*ACTIVITY*. Using the data that follows, return exactly the lines from the one that contains "Add the ability to create a new Python script" through the one that contains "super().__init__()", ends included.

*EXCERPTED RECORDS*.
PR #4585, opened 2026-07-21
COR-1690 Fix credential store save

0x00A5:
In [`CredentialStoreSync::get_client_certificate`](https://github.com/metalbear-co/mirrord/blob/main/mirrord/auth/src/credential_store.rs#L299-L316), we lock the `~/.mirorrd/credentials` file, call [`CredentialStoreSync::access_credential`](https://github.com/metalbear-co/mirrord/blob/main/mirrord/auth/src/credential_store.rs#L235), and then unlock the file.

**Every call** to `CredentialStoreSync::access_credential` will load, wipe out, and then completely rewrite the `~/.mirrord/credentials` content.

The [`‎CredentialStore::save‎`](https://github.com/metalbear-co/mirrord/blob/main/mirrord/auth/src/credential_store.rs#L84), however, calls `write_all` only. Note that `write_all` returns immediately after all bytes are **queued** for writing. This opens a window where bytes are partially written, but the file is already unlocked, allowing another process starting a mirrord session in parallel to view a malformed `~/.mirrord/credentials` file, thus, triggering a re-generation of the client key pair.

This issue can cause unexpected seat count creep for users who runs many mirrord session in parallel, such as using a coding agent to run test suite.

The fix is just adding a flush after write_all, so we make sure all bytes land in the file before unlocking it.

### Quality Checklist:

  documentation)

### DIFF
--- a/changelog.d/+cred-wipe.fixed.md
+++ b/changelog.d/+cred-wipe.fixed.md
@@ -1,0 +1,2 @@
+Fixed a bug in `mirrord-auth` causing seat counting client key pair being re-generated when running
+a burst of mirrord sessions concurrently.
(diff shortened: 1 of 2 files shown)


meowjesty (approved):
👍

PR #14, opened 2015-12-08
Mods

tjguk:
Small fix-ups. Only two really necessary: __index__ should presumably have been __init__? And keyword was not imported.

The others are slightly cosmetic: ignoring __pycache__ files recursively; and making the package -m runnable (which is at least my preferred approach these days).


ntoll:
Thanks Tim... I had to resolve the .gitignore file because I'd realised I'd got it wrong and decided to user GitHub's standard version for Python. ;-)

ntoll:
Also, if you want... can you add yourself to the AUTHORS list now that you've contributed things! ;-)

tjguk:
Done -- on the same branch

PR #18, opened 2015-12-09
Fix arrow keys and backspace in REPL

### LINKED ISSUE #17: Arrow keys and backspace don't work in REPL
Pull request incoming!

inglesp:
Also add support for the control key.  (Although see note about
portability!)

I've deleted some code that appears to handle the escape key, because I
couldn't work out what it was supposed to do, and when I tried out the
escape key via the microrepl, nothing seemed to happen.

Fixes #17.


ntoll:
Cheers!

==

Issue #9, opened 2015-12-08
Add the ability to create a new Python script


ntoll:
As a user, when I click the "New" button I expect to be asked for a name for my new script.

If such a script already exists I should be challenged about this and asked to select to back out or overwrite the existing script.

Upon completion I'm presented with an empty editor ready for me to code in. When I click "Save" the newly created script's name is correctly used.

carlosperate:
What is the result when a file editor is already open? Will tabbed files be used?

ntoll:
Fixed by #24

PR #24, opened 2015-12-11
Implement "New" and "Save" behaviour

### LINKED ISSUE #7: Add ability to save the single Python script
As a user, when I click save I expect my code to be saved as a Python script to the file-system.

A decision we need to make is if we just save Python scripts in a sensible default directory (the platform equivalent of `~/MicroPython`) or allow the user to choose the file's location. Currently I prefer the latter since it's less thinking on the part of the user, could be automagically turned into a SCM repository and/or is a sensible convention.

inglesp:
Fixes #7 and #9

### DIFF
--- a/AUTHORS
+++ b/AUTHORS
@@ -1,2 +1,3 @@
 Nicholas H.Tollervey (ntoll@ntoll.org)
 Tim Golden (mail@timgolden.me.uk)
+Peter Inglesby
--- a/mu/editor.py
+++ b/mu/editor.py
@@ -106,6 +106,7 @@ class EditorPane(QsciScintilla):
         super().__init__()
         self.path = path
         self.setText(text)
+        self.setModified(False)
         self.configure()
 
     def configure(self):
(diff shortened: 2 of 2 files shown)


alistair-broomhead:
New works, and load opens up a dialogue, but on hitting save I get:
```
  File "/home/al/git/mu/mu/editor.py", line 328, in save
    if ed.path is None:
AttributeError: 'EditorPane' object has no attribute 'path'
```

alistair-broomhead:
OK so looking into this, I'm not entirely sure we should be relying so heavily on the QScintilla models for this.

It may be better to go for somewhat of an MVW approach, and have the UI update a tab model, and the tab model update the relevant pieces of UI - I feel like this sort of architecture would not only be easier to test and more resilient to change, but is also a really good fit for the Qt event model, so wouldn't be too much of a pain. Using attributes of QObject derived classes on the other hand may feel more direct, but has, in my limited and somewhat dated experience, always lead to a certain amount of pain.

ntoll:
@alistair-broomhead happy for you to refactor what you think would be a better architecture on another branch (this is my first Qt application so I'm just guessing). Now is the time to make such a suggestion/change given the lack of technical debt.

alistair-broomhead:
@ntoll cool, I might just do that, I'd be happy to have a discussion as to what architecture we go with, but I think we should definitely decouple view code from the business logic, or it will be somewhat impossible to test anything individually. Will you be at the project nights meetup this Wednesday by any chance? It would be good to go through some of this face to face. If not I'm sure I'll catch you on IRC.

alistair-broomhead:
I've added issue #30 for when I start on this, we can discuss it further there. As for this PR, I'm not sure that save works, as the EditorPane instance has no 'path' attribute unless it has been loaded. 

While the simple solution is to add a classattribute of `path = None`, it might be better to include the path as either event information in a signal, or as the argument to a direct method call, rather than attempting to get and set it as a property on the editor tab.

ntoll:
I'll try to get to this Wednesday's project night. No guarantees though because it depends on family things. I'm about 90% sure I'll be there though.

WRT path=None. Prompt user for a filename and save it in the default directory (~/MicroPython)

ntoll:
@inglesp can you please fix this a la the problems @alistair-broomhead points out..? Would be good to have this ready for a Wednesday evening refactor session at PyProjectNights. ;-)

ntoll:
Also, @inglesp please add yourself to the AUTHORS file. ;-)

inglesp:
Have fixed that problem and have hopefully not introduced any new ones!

...

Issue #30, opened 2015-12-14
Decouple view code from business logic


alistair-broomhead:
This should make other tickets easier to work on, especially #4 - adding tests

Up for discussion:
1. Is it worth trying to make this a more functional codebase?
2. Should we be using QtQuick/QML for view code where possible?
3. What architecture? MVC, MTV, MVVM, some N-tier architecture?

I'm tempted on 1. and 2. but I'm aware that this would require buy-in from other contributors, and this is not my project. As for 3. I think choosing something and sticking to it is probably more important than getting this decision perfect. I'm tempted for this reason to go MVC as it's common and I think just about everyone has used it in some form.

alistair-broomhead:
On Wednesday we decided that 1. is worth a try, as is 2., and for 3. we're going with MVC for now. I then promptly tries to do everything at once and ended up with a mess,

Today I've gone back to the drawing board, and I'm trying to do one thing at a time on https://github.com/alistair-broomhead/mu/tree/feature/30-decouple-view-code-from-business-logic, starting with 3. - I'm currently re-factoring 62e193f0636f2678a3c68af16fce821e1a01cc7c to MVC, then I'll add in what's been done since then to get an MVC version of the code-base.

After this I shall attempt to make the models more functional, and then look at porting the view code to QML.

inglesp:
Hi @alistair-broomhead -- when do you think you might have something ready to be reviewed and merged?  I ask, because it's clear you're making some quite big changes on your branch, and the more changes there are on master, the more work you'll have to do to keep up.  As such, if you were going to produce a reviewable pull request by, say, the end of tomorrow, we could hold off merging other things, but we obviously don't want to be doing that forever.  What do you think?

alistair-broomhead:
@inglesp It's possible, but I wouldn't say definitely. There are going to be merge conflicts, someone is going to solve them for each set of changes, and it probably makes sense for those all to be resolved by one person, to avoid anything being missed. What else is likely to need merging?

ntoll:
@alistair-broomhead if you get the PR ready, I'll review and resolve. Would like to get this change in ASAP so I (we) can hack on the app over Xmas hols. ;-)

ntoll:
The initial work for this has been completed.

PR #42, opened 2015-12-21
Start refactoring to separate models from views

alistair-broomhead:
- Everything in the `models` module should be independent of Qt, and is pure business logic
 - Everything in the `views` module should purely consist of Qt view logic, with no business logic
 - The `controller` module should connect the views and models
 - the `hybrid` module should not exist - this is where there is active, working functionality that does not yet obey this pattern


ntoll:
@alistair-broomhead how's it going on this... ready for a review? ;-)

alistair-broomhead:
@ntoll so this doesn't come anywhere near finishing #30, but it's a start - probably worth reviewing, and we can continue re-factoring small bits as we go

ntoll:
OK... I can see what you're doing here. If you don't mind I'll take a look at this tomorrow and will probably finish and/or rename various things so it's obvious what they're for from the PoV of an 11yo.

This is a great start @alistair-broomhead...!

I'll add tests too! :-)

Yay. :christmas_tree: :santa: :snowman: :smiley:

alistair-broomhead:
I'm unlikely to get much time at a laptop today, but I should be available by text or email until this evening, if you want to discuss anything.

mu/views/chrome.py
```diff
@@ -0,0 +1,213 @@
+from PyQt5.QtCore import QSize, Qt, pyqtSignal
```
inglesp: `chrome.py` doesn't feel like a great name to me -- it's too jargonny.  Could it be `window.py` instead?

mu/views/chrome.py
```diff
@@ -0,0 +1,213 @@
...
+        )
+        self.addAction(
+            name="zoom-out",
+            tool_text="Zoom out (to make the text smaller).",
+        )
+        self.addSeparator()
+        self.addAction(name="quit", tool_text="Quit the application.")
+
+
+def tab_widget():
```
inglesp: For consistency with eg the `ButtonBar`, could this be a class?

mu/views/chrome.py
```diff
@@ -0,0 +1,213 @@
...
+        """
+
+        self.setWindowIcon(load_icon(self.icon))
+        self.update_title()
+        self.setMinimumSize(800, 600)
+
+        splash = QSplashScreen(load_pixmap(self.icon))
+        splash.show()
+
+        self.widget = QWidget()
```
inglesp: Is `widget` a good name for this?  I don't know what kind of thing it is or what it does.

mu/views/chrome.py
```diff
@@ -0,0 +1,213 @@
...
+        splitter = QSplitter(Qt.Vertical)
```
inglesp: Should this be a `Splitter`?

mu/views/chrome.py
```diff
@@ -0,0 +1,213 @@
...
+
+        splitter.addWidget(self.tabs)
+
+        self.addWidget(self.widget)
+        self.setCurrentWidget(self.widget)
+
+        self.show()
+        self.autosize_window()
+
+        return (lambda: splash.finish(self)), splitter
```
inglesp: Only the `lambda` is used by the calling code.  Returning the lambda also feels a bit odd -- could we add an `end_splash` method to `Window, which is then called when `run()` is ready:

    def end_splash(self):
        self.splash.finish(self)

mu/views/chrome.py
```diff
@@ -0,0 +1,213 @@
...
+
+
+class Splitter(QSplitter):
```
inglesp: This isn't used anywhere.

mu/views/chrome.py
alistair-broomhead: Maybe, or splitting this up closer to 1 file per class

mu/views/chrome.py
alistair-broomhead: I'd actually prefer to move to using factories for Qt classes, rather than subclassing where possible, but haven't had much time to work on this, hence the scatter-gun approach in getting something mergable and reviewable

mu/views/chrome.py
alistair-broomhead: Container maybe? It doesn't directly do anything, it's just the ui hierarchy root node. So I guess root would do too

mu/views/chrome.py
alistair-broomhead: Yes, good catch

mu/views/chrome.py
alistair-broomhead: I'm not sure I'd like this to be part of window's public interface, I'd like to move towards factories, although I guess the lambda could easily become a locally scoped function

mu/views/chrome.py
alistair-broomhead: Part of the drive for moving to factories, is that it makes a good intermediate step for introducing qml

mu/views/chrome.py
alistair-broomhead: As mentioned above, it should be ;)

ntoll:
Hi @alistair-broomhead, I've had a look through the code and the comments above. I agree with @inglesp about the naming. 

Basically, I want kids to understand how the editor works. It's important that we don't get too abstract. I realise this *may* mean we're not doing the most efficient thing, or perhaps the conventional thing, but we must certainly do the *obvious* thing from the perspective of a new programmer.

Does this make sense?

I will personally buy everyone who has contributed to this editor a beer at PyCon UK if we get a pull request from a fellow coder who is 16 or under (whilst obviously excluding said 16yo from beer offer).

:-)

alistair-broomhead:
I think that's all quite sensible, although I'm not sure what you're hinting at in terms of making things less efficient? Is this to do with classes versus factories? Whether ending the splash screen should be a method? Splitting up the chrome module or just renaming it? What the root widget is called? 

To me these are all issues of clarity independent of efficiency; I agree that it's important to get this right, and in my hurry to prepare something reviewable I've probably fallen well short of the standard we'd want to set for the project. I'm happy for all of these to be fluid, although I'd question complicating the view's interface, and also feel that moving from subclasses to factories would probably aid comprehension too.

*EXERCISE RESULT*.
Add the ability to create a new Python script


ntoll:
As a user, when I click the "New" button I expect to be asked for a name for my new script.

If such a script already exists I should be challenged about this and asked to select to back out or overwrite the existing script.

Upon completion I'm presented with an empty editor ready for me to code in. When I click "Save" the newly created script's name is correctly used.

carlosperate:
What is the result when a file editor is already open? Will tabbed files be used?

ntoll:
Fixed by #24

PR #24, opened 2015-12-11
Implement "New" and "Save" behaviour

### LINKED ISSUE #7: Add ability to save the single Python script
As a user, when I click save I expect my code to be saved as a Python script to the file-system.

A decision we need to make is if we just save Python scripts in a sensible default directory (the platform equivalent of `~/MicroPython`) or allow the user to choose the file's location. Currently I prefer the latter since it's less thinking on the part of the user, could be automagically turned into a SCM repository and/or is a sensible convention.

inglesp:
Fixes #7 and #9

### DIFF
--- a/AUTHORS
+++ b/AUTHORS
@@ -1,2 +1,3 @@
 Nicholas H.Tollervey (ntoll@ntoll.org)
 Tim Golden (mail@timgolden.me.uk)
+Peter Inglesby
--- a/mu/editor.py
+++ b/mu/editor.py
@@ -106,6 +106,7 @@ class EditorPane(QsciScintilla):
         super().__init__()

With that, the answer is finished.